Il faut rapidement appliquer ce que nous avons convenu avec les créanciers afin d'achever la première évaluation du programme (par ces derniers, ndlr) et commencer à discuter de la réduction de la dette», a affirmé M. Tsipras. Il faut «restructurer la dette pour qu'elle devienne soutenable» et pour rétablir «la compétitivité de l'économie».

l'enjeu du plan de sauvetage

L'autre priorité du gouvernement est «la recapitalisation des banques pour assurer les liquidités», a dit Alexis Tsipras. Le Premier ministre a formé un gouvernement de coalition mardi, avec le parti souverainiste des Grecs Indépendants Anel, après avoir remporté les élections législatives dimanche dernier.

Non sans mal, Alexis Tsipras a signé le 13 juillet un accord avec les créanciers portant sur un nouveau prêt de 86 milliards d'euros sur trois ans. Celui-ci s'accompagne de la poursuite de l'austérité en Grèce et de l'augmentation des taxes.

«La condition pour réussir le programme est de garantir la cohésion sociale», a indiqué Alexis Tsipras. Il a souligné qu'il «ne fallait pas retourner à l'impasse des recettes néolibérales extrêmes». Il s'est engagé «à faire face au chômage qui est à des niveaux insupportables pour l'Europe», avec un taux qui s'établissait en juin à 25,2%.

Nouvelles coupes

Pour obtenir le déblocage des prêts européens, le chef du gouvernement grec va devoir d'ici à fin octobre faire adopter un rectificatif au budget 2015 comprenant de nouvelles coupes dans les retraites, une réforme de l'impôt sur le revenu et un durcissement de la fiscalité pesant sur les agriculteurs.

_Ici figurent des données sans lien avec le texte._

PR #485, opened 2024-06-29
Fix typos.

### LINKED ISSUE #357: Typo in message for NoMoreImageData
There is typo in: https://github.com/image-rs/image-png/blob/master/src/decoder/stream.rs#L296
"IDAT or fDAT chunk is has not enough data for image."

waywardmonkeys:
Fixes #357.


kornelski:
It seems that `CHUNCK_BUFFER_SIZE` isn't publicly accessible, so it's not a silly semver break.

PR #488, opened 2024-07-11
Add compression level

marcosc90:
This PR adds `Compression::Level(u32)` to allow finer control over compression settings. It maps directly to [`flate2::Compression::new(level)`](https://docs.rs/flate2/1.0.30/src/flate2/lib.rs.html#195-197).

### DIFF
--- a/src/common.rs
+++ b/src/common.rs
@@ -325,6 +325,8 @@ pub enum Compression {
         note = "use one of the other compression levels instead, such as 'fast'"
     )]
     Rle,
+    /// Integer representing the compression level, typically on a scale of 0-9
+    Level(u32),
 }
 
 impl Default for Compression {
--- a/src/encoder.rs
+++ b/src/encoder.rs
@@ -1702,6 +1702,7 @@ impl Compression {
             Compression::Default => flate2::Compression::default(),
             Compression::Fast => flate2::Compression::fast(),
             Compression::Best => flate2::Compression::best(),
+            Compression::Level(level) => flate2::Compression::new(level),
             #[allow(deprecated)]
             Compression::Huffman => flate2::Compression::none(),
             #[allow(deprecated)]


fintelia:
Could you say a bit about why you want this functionality? 

One weird aspect of this PR is that `CompressionLevel::Level(1)` is actually different from `CompressionLevel::Fast` due to this match statement:
https://github.com/image-rs/image-png/blob/2cfde02d3a50c531e3160023d1e4b0ae92869f4a/src/encoder.rs#L696-L697

Another complication is that `CompressionLevel` isn't marked an non_exhaustive so this needs to wait for the next breaking release.

marcosc90:
Apologies for the short PR description was a bit late for me when I opened it.

> Could you say a bit about why you want this functionality?

I'm building a Wasm package for compressing PNG, mostly canvas-generated images which lack compression. And for my specific case, QR Images, `Fast` increases the image size, while `Default` is a bit slow, using `Compression::Level(2-3)` gives me the best ratio between image size and speed.

Shnatsel:
I also need this for the drop-in replacement for `imagemagick` that I am building.

Shnatsel:
Could we instead add this as a new method on the encoder, like `set_deflate_compression()`, and avoid the API break that way?

0rvar:
I would also like this option, since the "Best" compression level in this crate does not actually use maximum compression, and there are no other variants that are higher either:
```rust
    /// Higher compression level
    ///
    /// Best in this context isn't actually the highest possible level
    /// the encoder can do, but is meant to emulate the `Best` setting in the `Flate2`
    /// library.
    Best,
```

HeroicKatora:
Given that `None` is the _same_ API breaking change, it seems fine to me to bump version here. If any action results from this, it should be considering whether we want the compression enum to be `non_exhaustive` to avoid such issues in the future including the ability to deprecate some levels if semantic problems such as `Best` ever come up. Of course, anything that can be observed will be relied on but at least it gives us slightly more leverage.

fintelia:
The documentation on `Best` is actually wrong. It corresponds to flate2 level 9, which is the highest that the encoder supports.

As far as the overall API design, I've held off responding because I didn't see any elegant way to design this API that wouldn't be confusing / risk making future changes harder:
* One option would be to name the variant `Flate2Level` and make it specific to the levels that the flate2 crate exposes. However, this would it really awkward to switch to a different compression backend (you can see the deprecated variants that are lingering from the last time we switched...) 
* We could make it a 0-10 range with 0=fdeflate-stored, 1=fdeflate-normal, and remap `png::level(N) -> flate2::level(N-1)`. This would be logical for now, but what would we do if we wanted to add more fdeflate levels? Would renumbering the levels be considered backwards compatible?
* We could use a "standard" 0-9 range with the same first few levels as above but only skip one of the flate2 levels. Would give us the precedent for inserting new levels later. Basically expands the current three `{Fast, Default, Best}` levels into a 10-level system

kornelski:
It's too detailed, and backend-specific. We could add another preset if you really need something in between the existing ones.

Shnatsel:
I'm still going to need detailed compression presets for `wondermagick`, simply because I need to conform to an existing API that exposes these knobs. Should I fork this crate? I don't think that's a good idea, and it's probably not going to fly with Linux distros for packaging reasons.

And I do believe optionally giving more control over the compression levels to the API user is ultimately a good thing, as long as it is an "advanced" API that users are not required to familiarize themselves with for basic usage.

fintelia:
The [compression settings in imagemagick](https://github.com/ImageMagick/ImageMagick/blame/de884e5cf43d3580f33a4a5214c983474ba4a25c/coders/png.c#L10279-L10309) are deeply tied to zlib / libpng's capabilities. Notably in addition to the 0-9 levels, they also include `Z_HUFFMAN` and `Z_RLE` which aren't exposed by the `flate2` crate. But when it comes to numeric levels, I'm not even sure what guarantees the API even has? Would it be valid to map 1-3 to `Fast`, 4-6 to `Default`, and 7-9 to `Best`?

I do think it is worth adding at least one compression level between `Fast` and `Default`.

fintelia:
> The only question is, what do we do about fdeflate's mode that doesn't use a fixed dictionary? I want to benchmark it against miniz_oxide and zlib-rs, but I don't think it's exposed in any way right now? Is there a way I can actually get to it through the png crate for benchmarking purposes?

It hasn't been written yet... so it's a bit early for that sort of benchmarking :smile:

PR #490, opened 2024-07-29
StoredOnlyCompressor feature is here, and we can now access it.

arichnad:
StoredOnlyCompressor feature is here, and we can now access it:

> Why

Creating a png with `Compression::None` makes file creation much faster than `Compression::Fast`.

For hard to compress images, file size between `Compression::None` and `Compression::Fast` is is similar.

### DIFF
--- a/src/encoder.rs
+++ b/src/encoder.rs
@@ -694,7 +694,7 @@ impl<W: Write> Writer<W> {
         let adaptive_method = self.options.adaptive_filter;
 
         let zlib_encoded = match self.info.compression {
-            Compression::None => self.stored_only_compressor(data, in_len)?,
+            Compression::None => Self::stored_only_compressor(data, in_len)?,
             Compression::Fast => {
                 let mut compressor = fdeflate::Compressor::new(std::io::Cursor::new(Vec::new()))?;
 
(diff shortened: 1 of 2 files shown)


HeroicKatora (approved):
Breaking extension to the enumeration but this is good. Just need to bump the version for the next release, I suppose. Let me check if a point-release should be done before merging.

src/encoder.rs
```diff
@@ -817,6 +812,15 @@ impl<W: Write> Writer<W> {
         Ok(())
     }
 
+    fn stored_only_compressor(&self, data: &[u8], in_len: usize) -> Result<Vec<u8>> {
```
fintelia, line 815: This method doesn't use `self`, so it shouldn't take it by reference

arichnad:
I've addressed your comments and rebased onto master.  Thanks @fintelia and @HeroicKatora !

fintelia:
Looks good. We'll just want to hold off merging until we've gotten out a minor release with all the non-breaking changes we want to lank

Shnatsel:
This has been implemented as `Compression::NoCompression` variant in #503, which is now merged, so I'm going to go ahead and close this PR.

Despite this exact PR not getting merged, it has informed #503 significantly and the `NoCompression` option would not have been included without this PR. So thank you!

arichnad:
Thank you, @Shnatsel !

PR #493, opened 2024-08-16
Add `Reader.read_row` for decoding into caller-provided buffer.

anforowicz:
Add `Reader.read_row` for decoding into caller-provided buffer.

`Reader.read_row` is an alternative to `Reader.next_row`.

* `Reader.next_row` is convenient when the caller doesn't want to manage
  their own buffer, and doesn't mind having extended borrows on `Reader`
  to accommodate `Row` data.
* OTOH the new `Reader.read_row` avoids an extra copy in some scanarios
  which may lead to better runtime performance - see the benchmark
  results below.

The PR adds a `row-by-row/128x128-4k-idat` benchmark (initially based on
`Reader.next_row` which requires an extra copy).  Using the new         
`Reader.read_row` results in the following performance gains in the
benchmark:

time:   [-16.414% -16.196% -15.969%] (p = 0.00 < 0.05)
time:   [-15.570% -15.218% -14.856%] (p = 0.00 < 0.05)
time:   [-16.101% -15.864% -15.629%] (p = 0.00 < 0.05)

### DIFF
--- a/src/decoder/mod.rs
+++ b/src/decoder/mod.rs
@@ -483,14 +483,45 @@ impl<R: Read> Reader<R> {
         Ok(())
     }
 
-    /// Returns the next processed row of the image
+    /// Returns the next processed row of the image (discarding `InterlaceInfo`).
+    ///
+    /// See also [`Reader.read_row`], which reads into a caller-provided buffer.
     pub fn next_row(&mut self) -> Result<Option<Row>, DecodingError> {
         self.next_interlaced_row()
             .map(|v| v.map(|v| Row { data: v.data }))
     }
 
-    /// Returns the next processed row of the image
+    /// Returns the next processed row of the image.
+    ///
+    /// See also [`Reader.read_row`], which reads into a caller-provided buffer.
     pub fn next_interlaced_row(&mut self) -> Result<Option<InterlacedRow>, DecodingError> {
+        let mut output_buffer = mem::take(&mut self.scratch_buffer);
+        output_buffer.resize(self.output_line_size(self.info().width), 0u8);
+        let result = self.read_row(&mut output_buffer);
+        self.scratch_buffer = output_buffer;
+        result.map(move |option| {
+            option.map(move |interlace| {
+                let output_line_size = self.output_line_size_for_interlace_info(&interlace);
+                InterlacedRow {
+                    data: &self.scratch_buffer[..output_line_size],
+                    interlace,
+                }
+            })
+        })
+    }
+
+    /// Reads the next row of the image into the provided `output_buffer`.
+    /// `Ok(None)` will be returned if the current image frame has no more rows.
+    ///
+    /// `output_buffer` needs to be long enough to accommodate [`Reader.output_line_size`] for
+    /// [`Info.width`] (initial interlaced rows may need less than that).
+    ///
+    /// See also [`Reader.next_row`] and [`Reader.next_interlaced_row`], which read into a
+    /// `Reader`-owned buffer.
+    pub fn read_row(
+        &mut self,
+        output_buffer: &mut [u8],
+    ) -> Result<Option<InterlaceInfo>, DecodingError> {
         let interlace = match self.subframe.current_interlace_info.as_ref() {
             None => {
                 self.finish_decoding()?;
@@ -507,24 +538,21 @@ impl<R: Read> Reader<R> {
                 self.info().raw_row_length_from_width(width)
             }
         };
+
+        let output_line_size = self.output_line_size_for_interlace_info(&interlace);
+        let output_buffer = &mut output_buffer[..output_line_size];
+
+        self.next_interlaced_row_impl(rowlen, output_buffer)?;
+
+        Ok(Some(interlace))
+    }
+
+    fn output_line_size_for_interlace_info(&self, interlace: &InterlaceInfo) -> usize {
         let width = match interlace {
-            InterlaceInfo::Adam7(Adam7Info { width, .. }) => width,
+            InterlaceInfo::Adam7(Adam7Info { width, .. }) => *width,
             InterlaceInfo::Null(_) => self.subframe.width,
         };
-        let output_line_size = self.output_line_size(width);
-
-        // TODO: change the interface of `next_interlaced_row` to take an output buffer instead of
-        // making us return a reference to a buffer that we own.
-        let mut output_buffer = mem::take(&mut self.scratch_buffer);
-        output_buffer.resize(output_line_size, 0u8);
-        let ret = self.next_interlaced_row_impl(rowlen, &mut output_buffer);
-        self.scratch_buffer = output_buffer;
-        ret?;
-
-        Ok(Some(InterlacedRow {
-            data: &self.scratch_buffer[..output_line_size],
-            interlace,
-        }))
+        self.output_line_size(width)
     }
 
     /// Read the rest of the image and chunks and finish up, including text chunks or others
--- a/benches/decoder.rs
+++ b/benches/decoder.rs
@@ -42,11 +42,11 @@ fn load_all(c: &mut Criterion) {
     bench_noncompressed_png(&mut g, 12288, 0x7fffffff); // 576 MB
     g.finish();
 
-    // Incremental decoding via `next_row`
+    // Incremental decoding via `read_row`
     let mut g = c.benchmark_group("row-by-row");
     let mut data = Vec::new();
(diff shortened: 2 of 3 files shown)


anforowicz:
This PR replaces https://github.com/image-rs/image-png/pull/421.  (This PR can be seen as a non-breaking-change alternative of the other, earlier PR.)

kornelski (approved):

src/decoder/mod.rs
```diff
@@ -536,20 +536,16 @@ impl<R: Read> Reader<R> {
...
-        let width = self.info().width;
         if self.info().interlaced {
-            while let Some(InterlacedRow {
-                data: row,
-                interlace,
-                ..
-            }) = self.next_interlaced_row()?
-            {
+            let width = self.info().width;
+            let mut row = vec![0; self.output_line_size(width)];
```
HeroicKatora, line 541: Is this additional allocation benchmarked anywhere? And from the looks below, maybe it could remain unchanged with the code in `next_interlaced_row` being preserved?

HeroicKatora (commented):
I like this approach much better as well.

src/decoder/mod.rs
anforowicz: Before this commit the following allocations happen when handling interlaced images:

1. `self.scratch_buffer` is taken and [resized](https://github.com/image-rs/image-png/blob/4d5a4b1f2667e69a4f0c2db843098599d3e88e6d/src/decoder/mod.rs#L612) via [`output_buffer.resize(output_line_size, ...)`] once per call to `next_row` / `next_interlaced_row`.  For interlaced images `output_line_size` can grow with each interlacing pass and so potentially there are 7 (re)allocations per image frame.
2. There is no `row` vector allocated inside `fn next_frame`

After this commit:
1. `self.scratch_buffer` is never allocated when going via `next_frame` (`Vec::new()` [here](https://github.com/image-rs/image-png/blob/4d5a4b1f2667e69a4f0c2db843098599d3e88e6d/src/decoder/mod.rs#L233) doesn't allocate)
2. `next_frame` will allocate the `row` vector, as you've highlighted above.

So, when decoding interlaced images:
- Before this commit: 1 call to `next_frame` can result in 1-7 allocations of row storage
- After this commit: 1 call to `next_frame` always results in 1 allocation of row storage

-------------------------

I note that `next_frame` only goes through `read_row` (or `next_interlaced_row` before this commit) for _interlaced_ images.  Nevertheless `next_row` / `read_row` are useful not just for interlaced images, but for any user/caller who wants 1) incremental decoding (e.g. wants decoded rows as soon as they are available in the input) and/or 2) wants to post-process rows (e.g. RGB => RGBA, or maybe gamma correction) while the row is still hot in L1 cache.  So the performance of `read_row` matters not only for interlaced images, but for all images.  (Incremental decoding is tricky and may need additional PRs to expose the currently-internal-only     `UnexpectedEof` and `UnexpectedEndOfChunk` errors.)

-------------------------

> Is this additional allocation benchmarked anywhere?

No, I haven't specifically benchmarked the impact of this allocation (other than executing end-to-end decoding benchmarks).

> And from the looks below, maybe it could remain unchanged with the code in next_interlaced_row being preserved?

I am not sure if I understand your proposal.  We can't decode the interlaced row into the caller/user-provided `buf`, because the decoded interlaced row may be "squished" (in the first 6 out of 7 adam7 passes) and needs to be "splat" into the final image `buf` via `adam7::expand_pass`.  In theory during pass 7 we could indeed decode directly into the user-provided buffer, but this seems complicated (and interlaced images are not that common anyway - only around 1% of images on top-500 websites - see my year-old corpus experiments [here](https://docs.google.com/spreadsheets/d/1CEgr4ttd2agOZi-MFOjqJGqfDVFUKDp-zKbrF-8Xwyk/edit?gid=1170535878#gid=1170535878)).

anforowicz: After thinking a little bit more about this feedback I now see that the changes in `fn next_frame` are somewhat separate and independent from 1) introducing `read_row` and 2) using `read_row` 2a) from `next_interlaced_row` and 2b) from the new benchmark.  And I expect this part of the changes to be mostly performance-neutral.  So let me revert this part of the changes.

Reverting this part of the changes will also let me avoid merge conflicts as I try to experiment with figuring out the best shape of a public API for exposing `adam7::expand_pass`.  (I've initially planned to implement `Reader.expand_interlaced_row(dst, row, interlace_info, option_to_override_bytes_per_pixel)` but realized that hard-coding using image width won't work if some APNG frames use smaller width.  Now I lean toward exposing `InterlaceInfo.dest_row_number() -> u32-or-usize` and `InterlaceInfo.expand(expanded_row, interlaced_row, bytes_per_pixel, maybe_no_need_to_pass_width_herre)`.  I think that `dest_row_number` will be helpful for finding the target row bytes regardless of whether the client works with image-sized buffers or frame-sized buffers.)

anforowicz: >  [...] let me revert this part of the changes.

Done.

HeroicKatora: Thanks for experimenting with different combinations, feel free to choose the best method based on those numbers. I don't feel very strongly about the interlaced case. One allocation per image isn't so much of a problem (if the numbers don't show it). Just one correct: `resize` does _at most_ one allocation, not exactly one. This should be notable for APNG where later frames can re-use the same buffer for in subsequence `fdAT` chunks and re-use the same interlacing.

Shnatsel:
There doesn't seem to be any reason not to merge this. @anforowicz could you resolve the conflicts? I'll push the merge button as soon as that's done.

anforowicz:
> @anforowicz could you resolve the conflicts?

Ack.  I'll do that later today.  My apologies for missing this message earlier. 

> There doesn't seem to be any reason not to merge this. 

Let me share some of the lingering doubts I have regarding this PR:

* Cons of this PR are small, but non-zero:
    - New public API (and public APIs are "forever";  or at least changing the APIs requires the friction of a new major version release and/or imposing some pain on crate users)
    - A bit of an unclear story wrt keeping 1) keeping [`next_row`](https://docs.rs/png/latest/png/struct.Reader.html#method.next_row) / [`next_interlaced_row`](https://docs.rs/png/latest/png/struct.Reader.html#method.next_interlaced_row) *and also* `read_row` from this PR, vs 2) deprecating `next_row` / `next_interlaced_row` and only exposing `read_row` in some future major version release
* Pros of this PR are unclear:
    - Helps to avoid an extra copy to widen the scanline in [`SkPngRustCodec::expandDecodedInterlacedRow`](https://source.chromium.org/chromium/chromium/src/+/main:third_party/skia/experimental/rust_png/impl/SkPngRustCodec.cpp;l=491-501;drc=d8ad496cdb21f54da1a354e2ecd59bc5911a2607), but interlaced images are relatively rare + `SkPngRustCodec` has other inefficiencies around processing them.
    - This PR definitely helps if the output of `png` doesn't need any further transformations before being usable by the crate client.  But... I now think that maybe this is **not** the case for Skia/Chromium, which requires alpha-premultiplied output.  Depending on `png` output:
        - `Indexed`: can't save the extra copy / palette expansion hop (this hop is done at the Skia/Chromium layer - see https://crbug.com/356882657)
        - `Rgb`, `Gray` or `GrayAlpha`: can't save the extra copy (need to transform into RGBA)
        - `Rgba` (~54% of images from top 500 websites): 
            - Even with this PR there would still be a need for an extra transformation loop for alpha-premul (and sometimes for rgba=>bgra, or for gamma/iccp).  (I have my brief notes about post-decoding transforms in [a doc here](https://docs.google.com/document/d/1nvp8uvHA99vHv2CNiFSpZOJxML15PYSpooG7hbKugg4/edit?usp=sharing).)
            - Maybe this PR can save a `memcpy` and then apply alpha-premul and/or rgba=>bgra transformation in-place.  But this is tricky, because [`SkSwizzler`](https://source.chromium.org/chromium/chromium/src/+/main:third_party/skia/src/codec/SkSwizzler.h;l=72;drc=534633fb4bd959681be73c45b0c7a0e56ff73c96) doesn't support in-place transformations, so we'd have to switch to [`skcms_Transform`](https://source.chromium.org/chromium/chromium/src/+/main:third_party/skia/modules/skcms/src/skcms_public.h;l=375-385;drc=36fe81ef6a5e07d43ce02dbffa3835ed44d4f21b) in some cases.

kornelski:
I think it's okay to merge this. Having `read_row` doesn't hurt, because even if we wanted to remove it, we can always just make a copy into the buffer.

PR #494, opened 2024-08-24
Update miniz_oxide to 0.8.0.

khuey:
Self-explanatory.


torokati44:
I'd appreciate a release with this change, as it would deduplicate `miniz_oxide` in our builds:
https://github.com/ruffle-rs/ruffle/actions/runs/11012252965/job/30578066740?pr=18061#step:5:620
Thanks in advance! ^^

Reconnaissant les «difficultés» qu'entraînera la mise en œuvre du plan, le Premier ministre s'est engagé à essayer de «trouver l'antidote pertinent aux répercussions négatives sur les bas revenus».

Pique contre Varoufakis

La reconduction d'Euclide Tsakalotos au ministère des Finances où il sera épaulé par le ministre adjoint Georges Chouliarakis est le premier signe envoyé par Alexis Tsipras à ses partenaires européens.

«Il est crucial de ne pas perdre un millimètre du terrain que nous avons gagné en signant l'accord», a encore indiqué vendredi Alexis Tsipras, incitant ses ministres à «ne pas perdre du temps» et à éviter la surexposition médiatique. «Je vous appelle à immédiatement arrêter vos apparitions constantes à la TV, je vous ai choisis pour régler des problèmes et pas pour encadrer les émissions télévisées».

Identité européenne en jeu

Autre défi pour le gouvernement Tsipras: «la gestion de la crise des réfugiés» dans un pays ayant enregistré l'arrivée par la mer depuis janvier de plus de 330'000 d'entre eux. La Grèce s'est engagée auprès de ses partenaires de l'UE à mettre en place des centres d'accueil, de sélection et d'enregistrement des migrants, dont trois doivent bientôt ouvrir sur les îles de la mer d'Egée orientale concentrant les arrivées en provenance de la Turquie voisine.

Le Premier ministre a critiqué le comportement de certains pays membres comme la Hongrie. «L'identité de l'Europe est en jeu», a-t-il dit, s'élevant contre «la logique consistant à transformer les frontières européennes en des champs de bataille et nos mers en des tombes marines».